There’s something funny in the forecourt of the Institut du Monde Arabe in Paris. A sleek and slippery object that looks like a curvy space ship crossed with a piece of futuristic footwear has landed. It is in fact a mobile art pavilion, designed by Zaha Hadid Architects. Commissioned by Chanel, which has donated the structure to the Institute, the pavilion was transported in shipping containers and toured several of the world’s fashion capitals, before coming to rest in Paris where it will be used as an additional exhibition space to showcase art by the Arabic world.
The pavilion is an interesting addition to the Institute which is already on the archi-tour hit list thanks to its own design pedigree – it was designed by Jean Nouvel in the 1980s and was one of President Mitterand’s Grand Travaux.
The pavilion’s first show is fittingly dedicated to Hadid, an Iraqi-born and educated architect, who has since trained and settled in London.

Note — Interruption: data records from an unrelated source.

PR #5549, opened 2022-03-17
Add ability to provide extra preview targets

aerni:
I've got an addon and want to programmatically add targets to the live preview. I tried doing this in the addon's service. I can get a collection's targets and merge my own. However, when the preview targets get passed to the view in the `EntriesController`, the targets I added in the service provider are missing again. The only way around this would be to actually save my preview targets to file, which I don't want.

So I came up with this solution to have a static `$extraPreviewTargets` array on the `Collection` class that gets merged whenever `$collection->previewTargets()` gets called. You can add to that array with the new `$collection->extraPreviewTargets()` method. The method is smart enough to merge existing extra targets and also make sure they are unique to not have any duplicates.

Let me know if this implementation sounds good to you and I'll add some tests.


jasonvarga:
I think it sounds fine.

Looking at your code at the moment, adding one preview target will add it to all collections. You'll need to make sure it only adds it to the one you want.

aerni:
Good call! Totally missed that. Will change and add tests.

jasonvarga (changes requested):
At first glance, this looked like a good solution, but I've found a couple of issues:

1. When you go to edit the collection/taxonomy in the control panel, the extra targets are populated in the field. When you save, the extra targets get added to the file. If you reload, you'll now see the user defined ones, plus the extra ones which are now in the file, plus extra targets. Hit save again and you'll see the targets just keep growing.

   We'll need a way to prevent the extra targets from being added to the user defined ones.

   Maybe in the collections/taxonomies controllers you can make sure it only passes the user defined ones into the form.



2. Where and how are you getting the `$collection` in order to call `extraPreviewTargets` on it? I could see people thinking they should add it to a service provider. In that case, they'd need to get the collection which would be an unnecessary query on every request.

   Maybe instead of a setter on the Collection object, we could have a closure based thing on the repository.

   ```php
   Statamic\Facades\Collection::addPreviewTargets('blog', function () {
     return [
         ['label' => 'Foo', 'format' => '{foo}'],
         ['label' => 'Bar', 'format' => '{bar}'],
     ];
   });
   ```

   Then in the collection's `previewTargets`, instead of grabbing them from the static property, you could grab them from the repository.

   ```php
   return collect($targets)->merge(
       \Statamic\Facades\Collection::extraPreviewTargets($this->handle)
   );
   ```

aerni:
Good catch! I'm calling the `extraPreviewTargets` in an `EntryBlueprintFound` listener. So I didn't come across the issues above. Your suggestions make sense. Will take a look.

aerni:
Ok, so I moved the `extraPreviewTargets` to the `CollectionRepository`. You can now add extra targets from anywhere like:

```php
Statamic\Facades\Collection::addExtraPreviewTargets('blog', [
      ['label' => 'Foo', 'format' => '{foo}'],
      ['label' => 'Bar', 'format' => '{bar}'],
]);
```

I removed the callback. Wasn't sure why that was needed.

To make sure we don't show the extra targets in the collection settings and don't save them to file, I added a `previewTargetsWithoutExtra` method that is called in the `CollectionController`.

I'm still pondering the API. Maybe we can simply use `extraPreviewTargets` as a getter and setter. The same way most methods work in the `Collection` class. The reason I used `addExtraPreviewTargets` in the `CollectionRepository` is to be somewhat consistent with the method naming in that class. I leave the final decision up to you.

If this change is fine, I will also change it for Taxonomies and add tests.

src/Http/Controllers/CP/Collections/CollectionsController.php
```diff
@@ -161,7 +161,7 @@ public function edit($collection)
             'title_formats' => $collection->titleFormats()->unique()->count() === 1
                 ? $collection->titleFormats()->first()
                 : $collection->titleFormats()->all(),
-            'preview_targets' => $collection->previewTargets(),
+            'preview_targets' => $collection->previewTargetsWithoutExtra(),
```
jasonvarga, line 164: Use `basePreviewTargets()`

src/Entries/Collection.php
```diff
@@ -710,11 +710,31 @@ public function previewTargets($targets = null)
...
+    }
+
+    public function previewTargetsWithoutExtra()
+    {
+        return $this->previewTargets()->filter(function ($target) {
+            return $this->extraPreviewTargets()->doesntContain(function ($extraTarget) use ($target) {
+                return $target['format'] === $extraTarget['format'];
+            });
+        });
+    }
```
jasonvarga, line 736: This negative name feels a bit strange.

Could we instead have a `basePreviewTargets()` that just gives you what `previewTargets()` _used to_ give you?

Then have `previewTargets()` merge `basePreviewTargets()` and `extraPreviewTargets()`?

src/Stache/Repositories/CollectionRepository.php
```diff
@@ -99,4 +100,20 @@ public static function bindings(): array
...
         ];
     }
+
+    public function addExtraPreviewTargets($handle, $targets)
+    {
+        $targets = collect($this->extraPreviewTargets[$handle] ?? [])
+            ->merge($targets)
+            ->unique(function ($target) {
+                return $target['format'];
+            })->toArray();
```
jasonvarga, line 110: Use `->all()` instead of `->toArray()`.

jasonvarga (changes requested):

jasonvarga:
> I removed the callback. Wasn't sure why that was needed.

I thought a callback could be useful in case your logic to create the array of targets is more complicated than a hardcoded array. If it's in a closure, it would only be evaluated when needed.

But, we can add that later. No problem.

src/Stache/Repositories/CollectionRepository.php
```diff
@@ -99,4 +100,20 @@ public static function bindings(): array
...
+                return $target['format'];
+            })->all();
+
+        $this->extraPreviewTargets = array_merge($this->extraPreviewTargets, [$handle => $targets]);
+    }
+
+    public function extraPreviewTargets($handle)
+    {
+        return collect($this->extraPreviewTargets[$handle] ?? []);
+    }
```
aerni, line 118: Should we combine these methods to simply `extraPreviewTargets`. Then it would be coherent with the `extraPreviewTargets` method in the `Collection` class.

jasonvarga: Nah I think the multiple arguments throws it off a bit here. I'm fine with having two methods in this class.

aerni:
I implemented the requested changes and updated the tests.

One thing that came to mind; someone might want to add extra preview targets for all collections rather than just one. So we could make the `handle` optional.

```php
// Add preview targets for all collections
Collection::addExtraPreviewTargets([
    ['label' => 'Foo', 'format' => '{foo}'],
]);

// Add preview targets for the pages collection only
Collection::addExtraPreviewTargets([
    ['label' => 'Foo', 'format' => '{foo}'],
], 'pages');
```

Or even come back to your callback idea, we might be able to do something like this:
```php
// Add preview targets for all collections
Collection::addExtraPreviewTargets(function () {
    return [
        ['label' => 'Foo', 'format' => '{foo}'],
    ];
});

// Add preview targets for the pages collection only
Collection::addExtraPreviewTargets(function ($collection) {
    if ($collection->handle === 'pages') {
        return [
            ['label' => 'Foo', 'format' => '{foo}'],
        ];
    }
});
```

src/Http/Controllers/CP/Collections/CollectionsController.php
```diff
@@ -238,7 +238,7 @@ public function update(Request $request, $collection)
             ->propagate(array_get($values, 'propagate'))
             ->titleFormats($values['title_formats'])
             ->requiresSlugs($values['require_slugs'])
-            ->previewTargets($values['preview_targets']);
+            ->basePreviewTargets($values['preview_targets']);
```
jasonvarga, line 241: I think the setter should remain `previewTargets`.

src/Http/Controllers/CP/Taxonomies/TaxonomiesController.php
```diff
@@ -162,7 +162,7 @@ public function update(Request $request, $taxonomy)
 
         $taxonomy
             ->title($values['title'])
-            ->previewTargets($values['preview_targets']);
+            ->basePreviewTargets($values['preview_targets']);
```
jasonvarga, line 165: Keep the setter as `previewTargets`.

src/Stache/Stores/CollectionsStore.php
```diff
@@ -56,7 +56,7 @@ public function makeItemFromFile($path, $contents)
             ->sortDirection(array_get($data, 'sort_dir'))
             ->taxonomies(array_get($data, 'taxonomies'))
             ->propagate(array_get($data, 'propagate'))
-            ->previewTargets($this->normalizePreviewTargets(array_get($data, 'preview_targets', [])));
+            ->basePreviewTargets($this->normalizePreviewTargets(array_get($data, 'preview_targets', [])));
```
jasonvarga, line 59: Keep the setter as `previewTargets`.

src/Stache/Stores/TaxonomiesStore.php
```diff
@@ -45,7 +45,7 @@ public function makeItemFromFile($path, $contents)
             ->searchIndex(array_get($data, 'search_index'))
             ->defaultPublishState($this->getDefaultPublishState($data))
             ->sites($sites)
-            ->previewTargets($this->normalizePreviewTargets(array_get($data, 'preview_targets', [])));
+            ->basePreviewTargets($this->normalizePreviewTargets(array_get($data, 'preview_targets', [])));
```
jasonvarga, line 48: Keep the setter as `previewTargets`.

src/Taxonomies/Taxonomy.php
```diff
@@ -342,7 +342,7 @@ public function augmentedArrayData()
         ], $this->supplements->all());
     }
 
-    public function previewTargets($targets = null)
+    public function basePreviewTargets($targets = null)
```
jasonvarga, line 345: `basePreviewTargets` should not take an argument. It should just be a getter.

src/Taxonomies/Taxonomy.php
```diff
@@ -356,6 +356,22 @@ public function previewTargets($targets = null)
...
+        if (! $targets) {
+            return \Statamic\Facades\Taxonomy::extraPreviewTargets($this->handle);
+        }
+
+        \Statamic\Facades\Taxonomy::addExtraPreviewTargets($this->handle, $targets);
+
+        return $this;
+    }
+
+    public function previewTargets()
```
jasonvarga, line 370: `previewTargets` should remain as the getter (gets all base+extra targets) and setter (sets the base targets).

tests/Data/Entries/CollectionTest.php
```diff
@@ -671,17 +671,17 @@ public function it_updates_entry_uris_through_the_repository()
...
-        $this->assertInstanceOf(\Illuminate\Support\Collection::class, $collection->previewTargets());
+        $this->assertInstanceOf(\Illuminate\Support\Collection::class, $collection->basePreviewTargets());
 
         $this->assertEquals([
             ['label' => 'Entry', 'format' => '{permalink}'],
-        ], $collection->previewTargets()->all());
+        ], $collection->basePreviewTargets()->all());
 
-        $return = $collection->previewTargets([
+        $return = $collection->basePreviewTargets([
```
jasonvarga, line 684: Keep the setter as `previewTargets`.

tests/Data/Entries/CollectionTest.php
```diff
@@ -691,6 +691,47 @@ public function it_gets_preview_targets()
...
+
+    /** @test */
+    public function it_gets_extra_preview_targets()
+    {
+        $collection = (new Collection)->handle('test');
+
+        $this->assertInstanceOf(\Illuminate\Support\Collection::class, $collection->extraPreviewTargets());
+
+        $this->assertEquals([], $collection->extraPreviewTargets()->all());
+
```
jasonvarga, line 705: Probably a good idea to add a base preview target as extra assurance that extraPreviewTargets doesn't include it.

tests/Data/Entries/EntryTest.php
```diff
@@ -1789,7 +1789,7 @@ public function it_gets_preview_targets()
             ['label' => 'Entry', 'format' => '{permalink}', 'url' => 'http://domain.de/das-blog/das-foo'],
         ], $entryDe->previewTargets()->all());
 
-        $collection->previewTargets([
+        $collection->basePreviewTargets([
```
jasonvarga, line 1792: Keep the setter as `previewTargets`.

tests/Data/Taxonomies/TaxonomyTest.php
```diff
@@ -169,17 +169,17 @@ public function it_is_arrayable()
...
-        $this->assertInstanceOf(\Illuminate\Support\Collection::class, $taxonomy->previewTargets());
+        $this->assertInstanceOf(\Illuminate\Support\Collection::class, $taxonomy->basePreviewTargets());
 
         $this->assertEquals([
             ['label' => 'Term', 'format' => '{permalink}'],
-        ], $taxonomy->previewTargets()->all());
+        ], $taxonomy->basePreviewTargets()->all());
 
-        $return = $taxonomy->previewTargets([
+        $return = $taxonomy->basePreviewTargets([
```
jasonvarga, line 182: Keep the setter as `previewTargets`.

tests/Data/Taxonomies/TaxonomyTest.php
```diff
@@ -189,6 +189,66 @@ public function it_gets_preview_targets()
...
+
+    /** @test */
+    public function it_gets_extra_preview_targets()
+    {
+        $taxonomy = (new Taxonomy)->handle('test');
+
+        $this->assertInstanceOf(\Illuminate\Support\Collection::class, $taxonomy->extraPreviewTargets());
+
+        $this->assertEquals([], $taxonomy->extraPreviewTargets()->all());
+
```
jasonvarga, line 203: Probably a good idea to add a base preview target as extra assurance that extraPreviewTargets doesn't include it.

tests/Data/Taxonomies/TermTest.php
```diff
@@ -161,7 +161,7 @@ public function it_gets_preview_targets()
             ['label' => 'Term', 'format' => '{permalink}', 'url' => 'http://domain.de/tags/das-foo'],
         ], $termDe->previewTargets()->all());
 
-        $taxonomy->previewTargets([
+        $taxonomy->basePreviewTargets([
```
jasonvarga, line 164: Keep the setter as `previewTargets`.

src/Entries/Collection.php
```diff
@@ -701,7 +701,7 @@ public function taxonomies($taxonomies = null)
             ->args(func_get_args());
     }
 
-    public function previewTargets($targets = null)
+    public function basePreviewTargets($targets = null)
```
jasonvarga, line 704: `basePreviewTargets` should not take an argument. It should just be a getter.

src/Entries/Collection.php
```diff
@@ -715,6 +715,22 @@ public function previewTargets($targets = null)
...
+        if (! $targets) {
+            return \Statamic\Facades\Collection::extraPreviewTargets($this->handle);
+        }
+
+        \Statamic\Facades\Collection::addExtraPreviewTargets($this->handle, $targets);
+
+        return $this;
+    }
+
+    public function previewTargets()
```
jasonvarga, line 729: `previewTargets` should remain as the getter (gets all base+extra targets) and setter (sets the base targets).

jasonvarga (changes requested):
`previewTargets` should remain the getter/setter. Otherwise it would be a breaking change.

aerni:
My bad. I misunderstood what you were saying. I implemented your suggestions. Hope things are fine this time 😅

jasonvarga:
I made some more tweaks around the naming of things.

```php
Statamic\Facades\Collection::addPreviewTargets('blog', $targets);
Statamic\Facades\Collection::additionalPreviewTargets('blog');
$collection->addPreviewTargets($targets);
$collection->additionalPreviewTargets();
// and equivalents for taxonomy
```

Doing `addExtraPreviewTargets` felt redundant. You're adding it, so it's implied that it's extra.
`add` and `additional` is consistent with some other places we do similar things, like adding addon stuff. So many `add`s.

aerni:
Awesome! Thanks for merging this!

Showcasing several of her current projects, with an emphasis on those in Middle Eastern countries, the exhibition seeks to demonstrate a synergy between Islamic influences (from traditional calligraphy to the intricate geometry of mosaics) and Hadid’s style that somehow melds two extremes: organic molecular and geometrical structures such as branching and cell repetition with the crazy artificiality of skyscrapers.
As far as the exhibition goes it’s more of a taster than Hadid’s exhaustive (and exhausting) 2006 Guggenheim retrospective, the tone and content on offer is more promotional than analytical and there’s scant insight about the woman herself.
For all that, it’s an interesting experience to see an exhibition of Hadid’s work in a pavilion that she also designed; the space and the objects certainly inform each other in a stimulating way, though the effect is a little bit like being in a showroom. Certainly, if I was Hadid I’d be bussing in the Saudi’s and those heads of nation states desperate for a new status building that will help put them on the map – if anything can convey the concept of ‘Hadid’ world, it’s this. Not that they need the business. (Aside: too bad they didn’t have Hadid’s cool kitchen unit.)
Twenty years ago Hadid was a brilliant and well-connected academic, dreaming up architecture that was virtually impossible to build; now it’s not. Standing there and looking at her work, gave me an insight to how visitors to the Le Corbusier and Pierre Jeanneret’s Pavillion de l’Esprit Nouveau at the 1925 Exposition des Artes Decoratifs must have felt. I think they must have felt something along the lines of: ‘This is the future’ and ‘WTF?!’.
Dates: Zaha Hadid, Une Architecture runs until October 30, 2011. Information: Institut du Monde Arabe Tips: you must buy your ticket inside the institute, and if it’s your first visit, don’t forget to take the elevator to the top floor for a great view of Paris from the terrace.